[...] El dependiente envuelve el azúcar o las medicinas en un papel. Pero la cantidad de azúcar de que dispone, no es la que pone en el papel. Las reservas de azúcar y de medicinas son inmensas. ¿Cómo podrían contenerse en un papel?
[...] Si vas a la tienda, el dependiente ve cuánto dinero llevas y, aunque tenga mucho azúcar, te servirá en función del dinero que tengas. El dinero, en este caso, es la voluntad espiritual y la fe. Las palabras descienden en la medida de la voluntad espiritual y de la fe. Cuando vas por azúcar, también se mira el tamaño de la bolsa. Se pesa tu azúcar, de acuerdo con la capacidad de tu bolsa: una medida, quizás dos. Pero si llegas a la tienda con una fila de camellos y muchas bolsas, será precisa gran cantidad de gente para pesar y cargar todo el azúcar.
Con las personas sucede algo similar. Hay hombres a los que los océanos no les bastan y a otros, unas gotas son suficientes. Para estos, incluso, mayor cantidad que unas pocas gotas podría resultar nocivo. Esto no es aplicable solo al mundo espiritual, a la ciencia o a la sabiduría. Ha de aplicarse a todas las cosas.

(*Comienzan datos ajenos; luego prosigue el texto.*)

PR #2137, opened 2026-09-14
ESA25 TS Analysis

mgignac:
I am updating _ldmx-sw_, here are the details.

### What are the issues that this addresses?
Decoding for the TS -- work done by @Layan-Sarayra and @EBerzin. Now needed for next steps for TS+Tracker data analysis, so I'm pushing on this and helping to get it merged in.

## Check List
- [x] I successfully compiled _ldmx-sw_ with my developments.
- [x] I read, understood and follow the [coding rules](https://ldmx-software.github.io/developing/coding-rules.html).

- [x] I ran my developments and the following shows that they are successful.

Issue #1341, opened 2020-12-17
DMQ analyzer for digi collections


awhitbeck:
Need a DQM analyzer for new digi collections

bryngemark:
The priority on this potentially increased now that there will very soon be an automatic validation procedure for PRs, involving running the DQM plots and comparing them to a set of reference plots created upon making stable releases.

I think the old digi plots still work for RecHits, since they have the same set of variables. It's mostly a matter of also making histograms of ADC, TDC and CID values for the QIE digis. And any other plots that could be helpful for checking that nothing is broken, of course.

GNiramay:
Ok. I think we can also add a few more histograms for bar IDs and perhaps the linearized charges if required.

PR #2138, opened 2026-09-14
Introduce ESA VST CI

### LINKED ISSUE #1940: Add a new CI that test the VST testbeam data

We have a lot of dev now with the ESA VST data

I'd like a CI that tests on the top of that. Prob store the input in the `ci-data` repo similar to what we do for the WAB CI

tvami:

Resolves https://github.com/LDMX-Software/ldmx-sw/issues/1940

## Check List


TrigScint/include/TrigScint/QIEAnalyzer.h
```diff
@@ -48,6 +48,8 @@ class QIEAnalyzer : public framework::Analyzer {
 
   // plotting stuff
   int n_ev_{200};
```
bryngemark, line 51: i think in effect this was always used for `n_event_displays`

.github/validation_samples/esa_vst/config.py
```diff
@@ -0,0 +1,103 @@
...
+    trk_unpack,
+    trk_decoder,
+    trk_peds,
+    trk_waveforms,
+    trk_dqm,
+    ts_unpack,
+    ts_decoder,
+    ts_readout,
+    ts_hits,
+    ts_clusters,
```
bryngemark, line 86: this sequence stops at TS clustering, but there is no DQM for clusters invoked (nor for reconstructed hits). if we'd want to make sure tracking also works, this is an implicit clustering check, but we'd need to add all three pads.

bryngemark: for tracking to work we might want to make use of the fiber time shift possibility, since there were some shifts in different fibers (@EBerzin and @Layan-Sarayra know everything about this). even better, a data-derived gain and pedestal file instead of the generic 2e6 gain etc (it could be for this run or some other, it is stable to the level needed to find hits) but check with the two TS data experts what checks are needed/useful. we also need to know the pad-dependent (time-of-flight dependent) cluster pad time wrt to event t=0.

one reason to do this extra properly is that generally, CI tests are a great way to learn how to run different workflows.

bryngemark (commented):
Excited to see this! Great step forward. I have some implementation questions as you can see, where input from others might help.

TrigScint/include/TrigScint/QIEAnalyzer.h
tvami: Yes but not only. It is also the event-axis binning of `h_tdc_fire_chan_vs_event_` given that I generated gold with this setup, I'd refer to keep this as is.

.github/validation_samples/esa_vst/config.py
tvami: This sounds good, but I also suggest to do it in a follow-up PR. There are other thing in ongoing PRs that we should add to this CI anyway: https://github.com/LDMX-Software/ldmx-sw/pull/2137 https://github.com/LDMX-Software/ldmx-sw/pull/2117 https://github.com/LDMX-Software/ldmx-sw/pull/2029

Do you agree @bryngemark ?

tvami:
Also @bryngemark 

> this sequence stops at TS clustering, but there is no DQM for clusters invoked (nor for reconstructed hits).

That is the same point as in 

https://github.com/LDMX-Software/ldmx-sw/issues/1341

right?

Tracking/python/dqm.py
```diff
@@ -992,3 +992,46 @@ def __post_init__(self):
...
+    """
+
+    raw_hits_collection: str = "RawSiStripHits"
+    subtracted_hits_collection: str = "TrackerHits"
+    waveforms_collection: str = "TrackerWaveforms"
+    input_pass_name: str = ""
+    n_hybrids: int = 4
+
+    def __post_init__(self):
+        self.histogram("n_raw_hits", "Raw hits per event", 100, 0, 40000)
```
mgignac: Some of these ranges should probably be adjusted, otherwise the histograms will only populate one bin? Especially for ESA, capping at 1000 would be plenty. Similarly for number of waveforms, maybe capping around 60 is more suitable (4 hybrids x ~10 electrons max, typically).

mgignac (approved):
Looks good enough to me-- we still have quite some work to do, and it will be very helpful to be able to track changes as that work progress with this. Thanks for implementing!

Tracking/python/dqm.py
tvami: I looked at the histograms and adjusted accordingly in https://github.com/LDMX-Software/ldmx-sw/pull/2138/changes/1b30e81a7f988327ce3ce1f7e3f4d0caa9b44bd0

TrigScint/include/TrigScint/QIEAnalyzer.h
tvami: I did this in https://github.com/LDMX-Software/ldmx-sw/pull/2138/changes/fb390a087dd0719e1690a7efbb021a5da21c5636

tomeichlersmith (approved):

PR #2140, opened 2026-09-15
Give standalone processors dependency includes

### LINKED ISSUE #2106: Processor from file doesn't handle Geant4 includes
`processor_from_file` lets us list libraries through `needs`, but this currently only adds `-l<name>` to the hand-written compiler command. It does not add the include directories or compile definitions required by those libraries.

For example, this processor includes a public header from `SimCore_G4User`:

```cpp
#include "SimCore/G4User/UserAction.h"

class ProcessorFromFileGeant4Reproducer : public framework::Analyzer {
 public:
  ProcessorFromFileGeant4Reproducer(const std::string& name,
                                    framework::Process& process)
      : framework::Analyzer{name, process} {}

  void analyze(const framework::Event&) override {}
};

DECLARE_ANALYZER(ProcessorFromFileGeant4Reproducer);
```

```python

p = ldmxcfg.Process("processor_from_file_geant4_reproducer")
p.max_events = 0
p.sequence = [
    ldmxcfg.processor_from_file(
        "processor_from_file_geant4_reproducer.cxx",
        class_name="ProcessorFromFileGeant4Reproducer",
        needs=["SimCore_G4User"],
    )
]
```

Compilation fails with:

```text
SimCore/G4User/UserAction.h:20:10: fatal error:
G4EventManager.hh: No such file or directory
```

The emitted command links `SimCore_G4User`, but it does not contain the Geant4 include directory:

```text
g++ ... -lSimCore_G4User -lFramework \
  -I/usr/local/include/root \
  -I<ldmx-sw install>/include \
  -L<ldmx-sw install>/lib
```

Adding `-I/usr/local/include/Geant4` by hand fixes this case. The same problem will occur for any library whose public headers depend on headers outside the LDMX and ROOT include directories.

A quick fix would be to allow appending / prepending stuff to the compiler invocation through python, but a more long term solution would be to use the cmake targets directly?

tvami:

Resolves https://github.com/LDMX-Software/ldmx-sw/issues/2106

## Check List


tvami:
@EinarElen is this what you had in mind?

La riqueza, el oro, las minas, son ilimitadas e infinitas, pero han de llegar a la persona de acuerdo con sus posibilidades, de otra manera podría no soportarlo y volverse loca.
Personas como Majnún*, Fahrad* y algunos otros amantes, ¿acaso no se retiraron al desierto o a las montañas por el amor de una mujer, debido a que su pasión era superior a sus fuerzas?
Cuando el Faraón obtuvo la corona y sus riquezas ¿acaso no se creyó Dios? «No hay cosas cuyos tesoros no estén en Nuestra casa». No hay bien ni mal del que no podamos disponer. Pero se nos concede en la medida de nuestra capacidad y conveniencia.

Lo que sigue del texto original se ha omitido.